What is needed. Within the material below, filter for lines that hold the word "blob".

Available records.
PR #179, opened 2021-08-30
Add desired_features attribute to facility datasource

### LINKED ISSUE #88: metal_facility data source should support filtering by feature flags
Module authors that want to enforce facility compatibility with their modules may benefit from feature flag filtering in the facility data source.

For example:

```
data "metal_facility" "hybrid_bonded_check" {
    code = var.facility
    features = ["ibx"] // all features selected must be present to match the facility
}
```

This resource would catch a mis-configuration created by choosing an invalid facility for a configuration that requires hybrid-bonded interfaces.  The error message would not be very helpful, but the configuration would fail much earlier.

t0mk:
This PR adds `desired_features` attribute to facility datasource, so that users can ensure that selected facility has certain capabilities.

Fixes #88 

### DIFF
--- a/metal/datasource_metal_facility.go
+++ b/metal/datasource_metal_facility.go
@@ -51,7 +51,7 @@ func dataSourceMetalFacility() *schema.Resource {
 				Description: "The code of the Facility to match",
 				Required:    true,
 			},
-			"desired_features": {
+			"features_required": {
 				Type:        schema.TypeSet,
 				Description: "Features which the facility needs to have.",
 				Elem:        &schema.Schema{Type: schema.TypeString},
@@ -108,7 +108,7 @@ func dataSourceMetalFacilityRead(d *schema.ResourceData, meta interface{}) error
 		return fmt.Errorf("Error listing Facilities: %s", err)
 	}
 
-	dfRaw, dfOk := d.GetOk("desired_features")
+	dfRaw, dfOk := d.GetOk("features_required")
 
 	for _, f := range facilities {
 		if f.Code == code {
--- a/metal/datasource_metal_facility.go
+++ b/metal/datasource_metal_facility.go
@@ -51,6 +51,13 @@ func dataSourceMetalFacility() *schema.Resource {
 				Description: "The code of the Facility to match",
 				Required:    true,
 			},
+			"desired_features": {
+				Type:        schema.TypeSet,
+				Description: "Features which the facility needs to have.",
+				Elem:        &schema.Schema{Type: schema.TypeString},
+				Optional:    true,
+				MinItems:    1,
+			},
 			"name": {
 				Type:        schema.TypeString,
 				Description: "The name of this Facility.",
@@ -101,8 +108,16 @@ func dataSourceMetalFacilityRead(d *schema.ResourceData, meta interface{}) error
 		return fmt.Errorf("Error listing Facilities: %s", err)
 	}
 
+	dfRaw, dfOk := d.GetOk("desired_features")
+
 	for _, f := range facilities {
 		if f.Code == code {
+			if dfOk {
+				unsupported := difference(convertStringArr(dfRaw.(*schema.Set).List()), f.Features)
+				if len(unsupported) > 0 {
+					return fmt.Errorf("facililty %s doesn't have feature(s) %v", f.Code, unsupported)
+				}
+			}
 			d.SetId(f.ID)
 			return setMap(d, map[string]interface{}{
 				"code":     f.Code,
--- a/metal/datasource_metal_facility_test.go
+++ b/metal/datasource_metal_facility_test.go
@@ -63,7 +63,7 @@ func testAccDataSourceFacilityConfigFeatures() string {
 	return `
 data "metal_facility" "test" {
     code = "ewr1"
-    desired_features = ["ibx"]
+    features_required = ["baremetal", "ibx"]
 }
 `
 }
--- a/metal/datasource_metal_facility_test.go
+++ b/metal/datasource_metal_facility_test.go
@@ -8,8 +8,14 @@ import (
 	"github.com/hashicorp/terraform-plugin-sdk/v2/helper/resource"
 )
 
+var (
+	matchErrMissingFeature = regexp.MustCompile(`.*doesn't have feature.*`)
+	matchErrNoCapacity     = regexp.MustCompile(`Not enough capacity.*`)
+)
+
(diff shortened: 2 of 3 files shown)


metal/datasource_metal_facility.go
```diff
@@ -17,6 +17,13 @@ func dataSourceMetalFacility() *schema.Resource {
 				Description: "The code of the Facility to match",
 				Required:    true,
 			},
+			"desired_features": {
```
displague, line 20: My first thought was that we should call this field `features`, but then I see that we have the existing `features` attribute. Hmm.

Looking at the description, "which the facility **needs to have**." `required_features` maybe?

What are your thoughts on using `features` with optional + computed?
I've done this before here: https://registry.terraform.io/providers/linode/linode/latest/docs/data-sources/domain_record (and in domain).

I keep running into examples on DO, Linode, and AWS with a `filter { name = "" values = "" }` pattern. We can implement that for arbitrary server-side filtering (when the API supports it). I've opened https://github.com/equinix/terraform-provider-metal/issues/180 to address this.  

When a field is not API filterable, the Terraform argument field name tends to either match the attribute field name or include the name of the filtering operation in the name: `"name_regex" ... "uses local filtering, not available in the API, to allow for more flexible filtering"`.  In this case, the name might be `features_include` or `features_required`.

metal/datasource_metal_facility.go
```diff
@@ -50,8 +57,16 @@ func dataSourceMetalFacilityRead(d *schema.ResourceData, meta interface{}) error
...
 	}
 
+	dfRaw, dfOk := d.GetOk("desired_features")
+
 	for _, f := range facilities {
 		if f.Code == code {
+			if dfOk {
+				unsupported := difference(convertStringArr(dfRaw.(*schema.Set).List()), f.Features)
+				if len(unsupported) > 0 {
+					return fmt.Errorf("facililty %s doesn't have feature(s) %v", f.Code, unsupported)
```
displague, line 67: Shouldn't we `continue` until we find a match?  Only error if there were no matches?

The logic has to be changed since we are no longer accepting the first match.

metal/datasource_metal_facility_test.go
```diff
@@ -22,10 +23,35 @@ func TestAccFacilityDataSource_Basic(t *testing.T) {
...
+			},
+		},
+	})
+}
+
+func testAccDataSourceCheckMetalFacilityConfigFeatures() string {
+	return `
+data "metal_facility" "test" {
+    code = "ewr1"
+    desired_features = ["ibx"]
```
displague, line 54: This will be a very useful feature!

displague: I think it will be more practical to use `metro` instead of `code` or `country` in this example.

"I want any *IBX* featured facility in *{metro or address component (country, state, etc)}*" 
https://github.com/packethost/packngo/blob/v0.19.0/facilities.go#L15

We don't have client-side filters for those fields, however. Perhaps we can introduce that in a follow-up PR? (or perhaps server-side filtering supports this?)

metal/datasource_metal_facility.go
t0mk: `features_required` sounds good.

> What are your thoughts on using features with optional + computed?

I think it would be messy. It makes the Computed aspect of the field really hard to use. There's no Copmuted + Optional field in the domain record datasource:
https://github.com/linode/terraform-provider-linode/blob/main/linode/data_source_linode_domain_record.go

metal/datasource_metal_facility.go
t0mk: The code is `Required`. If the code matches, then this is the fac we're looking for.

This PR doesn't return a list (or first found), it returns just one facility. It doesn't really filter, just checks that the found fac has the properties.

metal/datasource_metal_facility.go
displague: That's interesting. `name` doesn't say optional + computed, but it is treated that way:

https://github.com/linode/terraform-provider-linode/blob/main/linode/data_source_linode_domain_record.go#L88-L117

d.Set is not error-checked there, I suppose this could be erroring.

metal/datasource_metal_facility.go
displague: I see. Having a code in mind reduces the usability of this new feature to me (I'm thinking about this as https://github.com/equinix/terraform-provider-metal/issues/180#issuecomment-909863036). 

This feature will still be helpful when validating that some user-supplied `var.facility` used in a module or configuration is a facility with the correct features.

metal/datasource_metal_facility_test.go
displague: I wasn't thinking about the required field, `code`.

This makes sense.

Maybe someday this will be possible (https://github.com/equinix/terraform-provider-metal/pull/179/files/6b8eaf81c5b1f118b2305f5d5e54ef218e774e9d#r699831442).

t0mk:
@displague I changed `desired_features` to `features_required`.

metal/datasource_metal_facility.go
```diff
@@ -17,6 +17,13 @@ func dataSourceMetalFacility() *schema.Resource {
 				Description: "The code of the Facility to match",
 				Required:    true,
 			},
+			"features_required": {
+				Type:        schema.TypeSet,
+				Description: "Features which the facility needs to have.",
+				Elem:        &schema.Schema{Type: schema.TypeString},
+				Optional:    true,
+				MinItems:    1,
```
displague, line 25: Since this field is optional, I think `MinItems: 0` is more fitting (https://github.com/equinix/terraform-provider-metal/pull/179/files#diff-df84d3f7d9e865eacdfcba301894d3db8d7c40830f29e13cd7cf02b585eb8a6bR65 looks like it will work as-is). I can imagine a configuration that takes user variables, perhaps in a map, where each server or facility has different feature requirements. Some of those servers or facilities may not need any features while others do.  

It would be more convenient to do:

```
data "metal_facility" "test" {
  count = len(var.configs)

  code = var.configs[count.index].facility.code
  features_required = var.configs[count.index].facility.features
}
```

than:

```
data "metal_facility" "test" {
  count = len(var.configs)

  code = var.configs[count.index].facility.code
  features_required = len(var.configs[count.index].facility.features) > 0 ? var.configs[count.index].facility.features : null
}
```

Although the user could just as easily put `null` in their `var.configs[].facility.features`.

displague: We can revisit this later.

Exercise output.
https://github.com/packethost/packngo/blob/v0.19.0/facilities.go#L15
https://github.com/linode/terraform-provider-linode/blob/main/linode/data_source_linode_domain_record.go
https://github.com/linode/terraform-provider-linode/blob/main/linode/data_source_linode_domain_record.go#L88-L117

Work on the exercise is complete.